As soon as it arrives in Spain, propagated by its own boss, Rubén Darío, it triumphs in the peninsula, determining a new orientation in Spanish poetry: Francisco Villa Espesa, first; and Juan Ramón Jiménez and Antonio Machado later, would create the group of peninsular poets influenced by Rubén Darío.
Rubén Darío
Rubén Darío
Rubén Darío, pseudonym of Félix Rubén García Sarmiento (1867 - 1916), originally from Nicaragua, stands as the modernist writer par excellence; His influence on Hispanic and universal literature is widely recognized among others by Juan Ramón Jiménez and Antonio Machado. The poet promotes an anarchist aesthetic that must be translated into a modus vivendi, a new way of life expressed in literary idealism, in the aristocratic role that they grant to intellectual tasks - and especially artistic ones - in their bohemian or less manifest and in concern for the work well done.
José Martí
José Martí
Martí was the most prominent author among the initiators of modernism. He played an important role as a journalist and politically struggled for the independence of Cuba.
As a poet he stands out for his intimacy and his little rhetoric.

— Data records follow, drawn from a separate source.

PR #74, opened 2020-07-06
Refactored DashCard, TeamCard, CartSummary to create TitledPaper

lisa-sa-li:
- CartSummary takes in `cartQuantity` (same as navbar)
- TitledPaper takes in `title` and `children`
- Updated DashCard, TeamCard, CartSummary component and tests


hackathon_site/dashboard/frontend/src/components/general/TitledPaper/TitledPaper.test.js
```diff
@@ -0,0 +1,26 @@
+import React from "react";
+import { render } from "@testing-library/react";
+import TitledPaper from "./TitledPaper";
+
+describe("<TitledPaper />", () => {
+    const titleTest = "Test title";
+    const childTest = "Test child";
+    it("matches snapshot", () => {
```
grahamhoyes, line 8: Imo, this test isn't really necessary. I think in general we should move away from snapshot tests of components like this, since it doesn't add much value. Thoughts?

hackathon_site/dashboard/frontend/src/components/general/TitledPaper/TitledPaper.test.js
```diff
@@ -0,0 +1,26 @@
...
+        expect(asFragment()).toMatchSnapshot();
+    });
+    it("renders text given to it", () => {
+        const { getByText } = render(
+            <TitledPaper title={titleTest}>{childTest}</TitledPaper>
+        );
+        expect(getByText(titleTest)).toBeInTheDocument();
+        expect(getByText(childTest)).toBeInTheDocument();
+    });
+    it("renders no text if not given anything", () => {
```
grahamhoyes, line 21: This is a strange test. There's no possible way that `titleTest` and `childTest` could even get into the component, so this test can't possibly fail. 

Perhaps a useful test in it's place would be that the `Typography` component isn't rendered if no title is given (you'd probably need to give it a `data-testid`).

hackathon_site/dashboard/frontend/src/components/general/TitledPaper/__snapshots__/TitledPaper.test.js.snap
```diff
@@ -0,0 +1,16 @@
+// Jest Snapshot v1, https://goo.gl/fbAQLP
```
grahamhoyes, line 1: As above, I don't think this is a particularly helpful snapshot to have, but I defer to your judgement.

hackathon_site/dashboard/frontend/src/components/dashboard/TeamCard/__snapshots__/TeamCard.test.js.snap
```diff
@@ -3,7 +3,7 @@
 exports[`TeamCard render 1`] = `
 <DocumentFragment>
   <h2
-    class="MuiTypography-root MuiTypography-h2 MuiTypography-noWrap"
+    class="MuiTypography-root title MuiTypography-h2 MuiTypography-noWrap"
```
grahamhoyes, line 6: This is a good example of why I don't think snapshot tests are helpful anymore, there wasn't any reason good reason this test should have failed to call out an incorrect change.

hackathon_site/dashboard/frontend/src/components/dashboard/TeamCard/TeamCard.js
```diff
@@ -1,34 +1,29 @@
...
-                    </Container>
-                ))}
-
-                <Container className={styles.lastRow}>
-                    <Button color="primary" onClick={handleEditTeam}>
-                        Edit
-                    </Button>
+        <TitledPaper title={title}>
+            {members.map((member, i) => (
+                <Container className={styles.name} key={i}>
```
grahamhoyes, line 14: Something I learned recently, keys when you map are actually supposed to be globally unique, and this won't be if we did the same thing elsewhere on the dashboard. Something like 
```javascript
key={`team-card-${i}`}
```
should work, assuming it won't complain about there being a space in the key. Or you could use `${member}` in there.

(I know this isn't actually a thing you introduced in this PR, but might as well call it out and fix now)

hackathon_site/dashboard/frontend/src/components/dashboard/DashCard/DashCard.js
```diff
@@ -1,43 +1,34 @@
...
+const DashCard = ({ title, content }) => (
+    <TitledPaper title={title}>
+        {content.map((listItem, i) => (
+            <Link
+                href={listItem.url}
+                rel="noopener"
+                color="inherit"
+                underline="none"
+                target="_blank"
+                key={i}
```
grahamhoyes, line 26: See comment above about keys

hackathon_site/dashboard/frontend/src/components/cart/CartSummary/CartSummary.js
```diff
@@ -0,0 +1,31 @@
...
+import TitledPaper from "components/general/TitledPaper/TitledPaper";
+
+const CartSummary = ({ cartQuantity }) => (
+    <TitledPaper title="Cart Summary">
+        <Container className={styles.qty}>
+            <Typography variant="body2">Quantity</Typography>
+            <Typography variant="body2">{cartQuantity}</Typography>
+        </Container>
+        <Typography variant="body2" className={styles.msg}>
+            Your entire team’s order is here. Before you submit, refresh the page if
```
grahamhoyes, line 15: This smart apostrophy spooks me, was it copy-pasted from somewhere?

lisa-sa-li: probably copied from the Figma, I'll update

hackathon_site/dashboard/frontend/src/components/dashboard/TeamCard/TeamCard.js
grahamhoyes: Jokes, I'm wrong about this. Keys just have to be unique amongs siblings, they recommend you don't use the map index for other reasons: https://reactjs.org/docs/lists-and-keys.html#keys

Perhaps making it
```
key={`${member}-${i}`}
```
would be good, since that doesn't just use the map index and gets around the edge case that two people have the same name.

PR #89, opened 2020-07-12
Add Notistack

### LINKED ISSUE #66: Add notistack
Add notistack to the react app: https://github.com/iamhosseindhv/notistack. Will be helpful for error messages as well as the limited notifications we support.

grahamhoyes:
Resolves #66.

Adds [notistack](https://github.com/iamhosseindhv/notistack). Connects snackbars to the redux ui store with the `SnackbarNotifier` component, so that snacks can be dispatched from redux thunks (for example, in response to an API failure).

It is still possible to display snacks using notistacks' `enqueueSnackbar` (used by `SnackbarNotifier`), but that should be avoided so that we have a source of truth for the snackbars in the redux store.

Adds the following actions to the ui slice:
- `displaySnackbar({message, options})`: Display a snackbar. See the [docs](https://iamhosseindhv.com/notistack/api#enqueuesnackbar-options) for possible options.
- `dismissSnackbar({key})`: Dismissed a snackbar by unique key (which is set as an optional prop on `options`). If no key is given, dismiss all snackbars.
- `removeSnackbar({key})`: Remove a snackbar from the store, to be used after it has been dismissed to cleanup.

To see it in action locally, add a component like this somewhere, for example in `App.js`:
```javascript
import { displaySnackbar as displaySnackbarAction } from "slices/ui/uiSlice";
import { useDispatch } from "react-redux";

const SnackButton = () => {
    const dispatch = useDispatch();

    const displaySnackbar = (...args) => {
        dispatch(displaySnackbarAction(...args));
    };

    return (
        <button
            onClick={() => {
                displaySnackbar({
                    message: "Hello there!",
                    options: {
                        variant: "success",
                    },
                });
            }}
        >
            Dispatch a snackbar
        </button>
    );
};
```


hackathon_site/dashboard/frontend/src/components/general/SnackbarNotifier/snackbarnotifier.test.js
```diff
@@ -0,0 +1,73 @@
+import React from "react";
```
lisa-sa-li, line 1: filename should be camelcase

In the prologue of one of his works, he confesses: “I did not mend this one and that one (verses), but I cut one myself. They are written, not in academy ink, but in my own blood. ”

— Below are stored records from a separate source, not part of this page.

PR #92, opened 2020-07-22
Update current user endpoint to use user serializer

### LINKED ISSUE #91: Make Current User API View return the user with nested profile
Currently, `/api/event/users/user/` uses a profile serializer, with user nested. This is a problem, because users without profiles - such as admins and tech team - won't be able to log in if this endpoint is the check.

Switch this around to use a user serializer, with profile as a nested object. We can check if that object is not null for whether to let the user access the participant dashboard (in addition to permissions).

grahamhoyes:
Resolves #91 

Updates the /api/event/users/user/ endpoint to return the current user, with nested profile, rather than the other way around. This way users without profiles (tech team, admins) can still use this endpoint.

### DIFF
--- a/hackathon_site/event/serializers.py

His best works are: Ismaelillo, a set of poems dedicated to his son; Versos Libres, in which he seeks freedom; Versos Simples, in which he sings the simplicity and naturalness of the desert flowers.
Manuel Gutiérrez Nájera
His work presents two facets, the prose writer and the poet. As a poet, the influences of Spanish mystical authors and French poetry have been commented. His poetry is delicate and very special care, his best known poem is La Duquesa Job.
José Antonio Silva
He was a romantic writer in an early era, and then adopted modernism as a form of expression. He suffered frequent misfortunes and ended up committing suicide. His most important poems are: Un poema, in which he presents a new concept of poetry and Nocturno, in which he uses Castillian on the basis of classical poetic forms.